Project X came crashing through the big screen with tons of laughter and a wild party on March 2nd 2012. From the producers of The Hangover, Project X gave people a run for their money. So how was Project X received by movie fans? Here’s a movie review from Todd McCarthy:
Creators Of Hangover Creates A Whole New Party For Teens
“A grimly depressing, glumly unfunny teensploitation comedy about an epic all-night party that devolves into anarchy, Project X also is an intriguing blank slate, a sort of crude art object upon which viewers can project whatever feelings they have about the degenerative high jinks on display, since the film itself offers none. In that sense, this strange teaming of producers Todd Phillips and Joel Silver provides a curious cultural, generational and even political touchstone, one that will enthrall a portion of the high school/college age demographic it depicts, just as it alternately outrages, confounds and disgusts other, presumably older audiences.

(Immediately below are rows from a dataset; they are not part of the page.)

PR #514, opened 2019-07-23
`kubectl -f`-style support for deploy task

timothysmith0609:
- Implement a new flag, `-f`, with similar semantics to `kubectl -f`
  - `-f` accepts a comma-separated list of filenames and/or directories
  - Must support proper partials scoping for both file and directory arguments
  - Must work with templates passed from stdin (tbh this is mostly for free)
- Currently this is only for `deploy_task`, but the `-f` parsing is done in such a way as to be reusable (via `TemplateDiscovery#templates`)
- Required some changes to method signatures in the tests. I tried to make these as minor as possible.
- `--template-dir` is still supported (both at the CLI and API level), but should be considered deprecated once this PR merges

**Update (Aug 15, 2019)**
The scope of this PR expanded from just supporting multiple template directory to full fledged support for passing in both files and directories. This approach necessitated a few changes to some internal abstractions, namely `TemplateDiscovery` and the new `LocalResourceDiscovery`.

`TemplateDiscover::templates(paths)` returns a mapping of the form `dir -> [filenames]`. As an example, let's say the `paths` argument is `[my/dir, other/foo.yml]` and the contents of `my/dir` and `other` are `[bar.yml, baz.yml`] and `[foo.yml, more.yml]`. The return value of `templates` will thus be:
```
{
  "my/dir": ["bar.yml", "baz.yml"],
  "other": ["foo.yml"]
}
```
`TemplateDiscovery` performs proper aggregation of resources and eliminates the possibility of duplicate values existing. Furthermore, proper partial scoping is preserved since we maintain a mapping of directories for all kinds of resources (both dirs and files).

**How is this accomplished?**
Initially, I tried passing multiple template directories around `deploy_task`, but this became cumbersome: I had to create a mapping of template directories to their respective partials dirs, wrap them together, and pass them to and from `TemplateContext` objects and back to the (somewhat-global) renderer.

A cleaner approach was to simply instantiate a separate renderer for each template directory passed in, then, when appropriate, concatenate the result of each template directory rendering operation and proceed through the deploy as normal. This way, the changes to the codebase are much smaller and the logic for each individual element stays simpler.

_Edit:_ What I ended up doing in the end is a bit of a mix of the first 2 ideas. In the deploy task constructor, we declare a mapping of renderers to template directories. The renderers are then lazily instantiated directly at the point of rendering (in `#split_templates`), leveraging the closure provided by the default block of the `@renderers` Hash (thank you Blake for the great suggestion).

Please see the unresolved comments from my review for more fine-grained issues regarding this PR.

**What could go wrong?**
How defensive should we be? I think that giving people the ability to specify multiple template directories places the responsibility of ensuring they end up with a sane and collision-free experience squarely on them.

**TODO**
- [x] Add tests


lib/kubernetes-deploy/options_helper.rb
```diff
@@ -6,22 +6,35 @@ class OptionsError < StandardError; end
...
+            dirs << template_dir
+          end
+        end
+
+        if template_dirs.include?("-")
           Dir.mktmpdir("kubernetes-deploy") do |dir|
             template_dir_from_stdin(temp_dir: dir)
-            yield dir
+            dirs << dir
+            yield dirs
```
timothysmith0609: This control flow feels a bit clumsy, but it accomplishes the goal of wrapping `mktmpdir` inside the execution of the deploy task, ensuring it will be cleaned up on program exit

lib/kubernetes-deploy/renderer.rb
```diff
@@ -16,11 +16,12 @@ def initialize(msg, parents: [], content: nil, filename:)
...
 
-    def initialize(current_sha:, template_dir:, logger:, bindings: {})
+    def initialize(current_sha:, template_dirs:, logger:, bindings: {})
       @current_sha = current_sha
-      @template_dir = template_dir
-      @partials_dirs =
-        %w(partials ../partials).map { |d| File.expand_path(File.join(@template_dir, d)) }
+      @template_dirs = template_dirs
+      @partials_dirs = @template_dirs.each_with_object({}) do |template_dir, partials|
+        partials[template_dir] = %w(partials ../partials).map { |d| File.expand_path(File.join(template_dir, d)) }
```
timothysmith0609: This establishes the mapping of `@partials_dir[template_dir] -> [partials_dirs...]`

lib/kubernetes-deploy/renderer.rb
```diff
@@ -46,13 +47,14 @@ def render_template(filename, raw_template)
       raise InvalidTemplateError.new(err.message, filename: filename, content: raw_template)
     end
 
-    def render_partial(partial, locals)
+    def render_partial(template_dir, partial, locals)
```
timothysmith0609: This PR adds `template_dir` to the method signature of `render_partial, find_partial, TemplateContext#new, and TemplateContext#partial`. It's annoying to have to pass this context around to so many places, but it seems unavoidable. Interested to hear any alternatives anyone may have.

lib/kubernetes-deploy/deploy_task.rb
```diff
@@ -204,15 +206,17 @@ def cluster_resource_discoverer
...
-        namespace: @namespace,
-        context: @context,
-        template_dir: @template_dir,
-        logger: @logger,
-        statsd_tags: @namespace_tags,
-        selector: @selector,
-      )
+    def ejson_provisioners
+      @ejson_provisioners ||= @template_dirs.map do |template_dir|
+        EjsonSecretProvisioner.new(
```
timothysmith0609: It seemed more straightforward to leave the provisioner itself alone and simply create as many instances as there are template directories (which will conceivably be a small number). We can then aggregate all the resources together on [line 274](https://github.com/Shopify/kubernetes-deploy/pull/514/files#diff-4c33bbb177fdf882c41d892f3bde9570R274) and proceed as normal.

An alternative would be to separate certain common methods out into the `EjsonSecretProvisioner` metaclass to avoid having to make excessive calls to e.g. `ejson-keys`. In practice, I don't think this is worth it, but I can be swayed easily if others feel strongly.

lib/kubernetes-deploy/deploy_task.rb
```diff
@@ -568,7 +578,7 @@ def namespace_definition
 
     # make sure to never prune the ejson-keys secret
     def confirm_ejson_keys_not_prunable
-      secret = ejson_provisioner.ejson_keys_secret
+      secret = ejson_provisioners.first.ejson_keys_secret
```
timothysmith0609: This is based on the assumption that `ejson_keys_secret` is always going to get `ejson-keys`. As above, this is currently going to be called once per template dir, but we can change that if so desired

lib/kubernetes-deploy/renderer.rb
```diff
@@ -15,6 +15,7 @@ def initialize(msg, parents: [], content: nil, filename:)
       end
     end
     class PartialNotFound < InvalidTemplateError; end
+    attr_reader :template_dir
```
timothysmith0609: This is currently needed inside `split_templates`, since we need to find the renderer associated with a given template directory. This feels like it could be refactored, though. Instead of passing `@template_dirs` around, we could simply pass around the renderer... we would still need this `attr_reader`, but it might read a bit easier.

lib/kubernetes-deploy/deploy_task.rb
```diff
@@ -102,22 +102,24 @@ def server_version
...
       @logger = logger
       @kubectl = kubectl_instance
       @max_watch_seconds = max_watch_seconds
-      @renderer = KubernetesDeploy::Renderer.new(
-        current_sha: @current_sha,
-        template_dir: @template_dir,
-        logger: @logger,
-        bindings: bindings,
-      )
+      @renderers = @template_dirs.map do |template_dir|
```
BlakeMesdag: It might be worth switching to a hash with a default block: 
``` ruby
@renderers = Hash.new do |hash, template_dir|
  hash[template_dir] = KubernetesDeploy::Renderer.new(
    current_sha: @current_sha,
    logger: @logger,
    template_dir: template_dir,
    bindings: bindings,
  )
end
```

Accessing it with `@renderers[template_dir]` further down would instantiate it the first time and return the first one from then on.

test/integration/kubernetes_deploy_test.rb
```diff
@@ -1095,7 +1103,7 @@ def test_jobs_can_fail
       "Result: FAILURE",
       "Job/hello-job: FAILED",
       "Final status: Failed",
-      %r{\[Job/hello-job\]	DeadlineExceeded: Job was active longer than specified deadline \(\d+ events\)},
+      %r{\[Job/hello-job\]\tDeadlineExceeded: Job was active longer than specified deadline \(\d+ events\)},
```
timothysmith0609: This (and the other change like this) were to satisfy the linter, which was complaining about the tab literal

lib/kubernetes-deploy/deploy_task.rb
timothysmith0609: This turned out to be a really good idea, since the closure exposes `current_sha, logger, and bindings` so they don't have to be passed around elsewhere

lib/kubernetes-deploy/render_task.rb
```diff
@@ -29,7 +29,7 @@ def run!(stream, only_filenames = [])
       @logger.phase_heading("Initializing render task")
 
       filenames = if only_filenames.empty?
-        TemplateDiscovery.new(@template_dir).templates
+        TemplateDiscovery.new([@template_dir]).templates[@template_dir]
```
timothysmith0609: This is the result of the change in contract of `TemplateDiscovery#new` requiring an array of template dirs. 
- Do we want the render task to accept multiple template dirs. Note that the render task can also accept an arbitrary list of filenames as a filter. For multiple template dirs, we'll just apply the filter to each directory.
- If we do want the render task to accept multiple template directories as well, do we want to tackle that in this PR or in a follow-up?

test/helpers/fixture_deploy_helper.rb
```diff
@@ -82,19 +82,19 @@ def deploy_dir_without_profiling(dir, wait: true, allow_protected_ns: false, pru
     )
   end
 
-  # Deploys all fixtures in the given directory via KubernetesDeploy::DeployTask
+  # Deploys all fixtures in the given directories via KubernetesDeploy::DeployTask
   # Exposed for direct use only when deploy_fixtures cannot be used because the template cannot be loaded pre-deploy,
   # for example because it contains an intentional syntax error
-  def deploy_dir(dir, **args)
+  def deploy_dir(*dirs, **args)
```
timothysmith0609: Multiple template directories are exceptional, so it seemed more straightforward to change the signature to accept an arbitrary number of `dirs` as opposed to enforcing an actual array. I can do the latter if that's what we ultimately want.

test/integration/kubernetes_deploy_test.rb
```diff
@@ -802,6 +802,18 @@ def test_deploy_successful_with_partial_availability
...
   end
 
+  def test_deploy_successful_with_multiple_template_dirs
+    result = deploy_dir(fixture_path("test-partials"), fixture_path("cronjobs"),
+      bindings: { 'supports_partials' => 'yep' })
+    assert_deploy_success(result)
+  end
+
+  def test_deploy_successful_with_multiple_template_dirs_multiple_partials
+    result = deploy_dir(fixture_path("test-partials"), fixture_path("test-partials2"),
```
timothysmith0609: The goal of this test is to ensure that partials with identical names are actually rendered according to the relative path of the given template directory. This was done by using an identically-named partial that renders different parts of the spec; if the 'wrong' partial is used, the deploy would fail. This convinces me enough that the renderer for a given template directory is behaving as expected (e.g. properly scoped to the right dir)

dturn:
My original concern with this PR was how will it interact with our goal of supporting a `-f` flag in the Krane CLI https://docs.google.com/document/d/1oInUsKplYGNWTymPY48xtDCx3x4Cwc-phcEKUkt2v4U/edit#. I think this actually makes it easier @timothysmith0609 thoughts?

timothysmith0609:
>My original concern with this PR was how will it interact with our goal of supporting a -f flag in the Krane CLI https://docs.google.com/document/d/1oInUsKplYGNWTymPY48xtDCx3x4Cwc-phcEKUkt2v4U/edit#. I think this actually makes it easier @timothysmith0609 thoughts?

The first question posed by this action painting of resolute irresponsibility is: Have teenagers always been this idiotic, or does Project X move the goalposts? The second might be: Did earlier generations approach having a good time with such surly determination? And the third is, definitely: Does this film set the standard for the nausea-inducing use of the unsteady cam?
Like so many other films of this ilk, the motivating factor in the screenplay by first-timer Matt Drake and Michael Bacall (Scott Pilgrim vs. the World, the imminent 21 Jump Street) is the urgent necessity for teenage boys, specifically of the dorky persuasion, to get laid. Most particularly, this is what lanky, relatively nice guy Thomas (Thomas Mann) would like for his 18th birthday, so plans are hatched for a major, babe-filled blowout the night his parents leave town for the weekend.
Fortunately or unfortunately, taking things in hand is buddy Costa (Oliver Cooper), a crude, pushy creep who ignores any and all rules, including those requested by Thomas about limiting the party to two or three dozen guests and not allowing them in the house. Costa keeps saying everything will be fine, don’t worry about it, while making sure drugs will flow freely courtesy of a wildly unsavory dealer. In another movie, as played by, say Zach Galifianakis or Jonah Hill, the relentless Costa could have been a funny, over-the-top character, always goading his pal into ever-more-risky territory; here, as adamantly enacted by Cooper, he’s singularly loathsome, venal and without humor, and that he pointedly identifies himself as Jewish won’t make make guardians of the religion’s reputation at all happy.
From Porky’s to Superbad, the format is predictable, but what Project X does that is new is to drain the sweetness out of it; being a less-than-cool teenager has always involved awkwardness, angst and pain, but there usually is some fun attached, and the better films have not forgotten to make contact with the nearly universal insecurity and apprehension connected to the rite of passage. Here, the desperation level is too high for that; it’s all about getting booze, getting drugs, getting sex, now, now, now. Or, as Costa calculatingly puts it, “Tonight’s about changing the game.”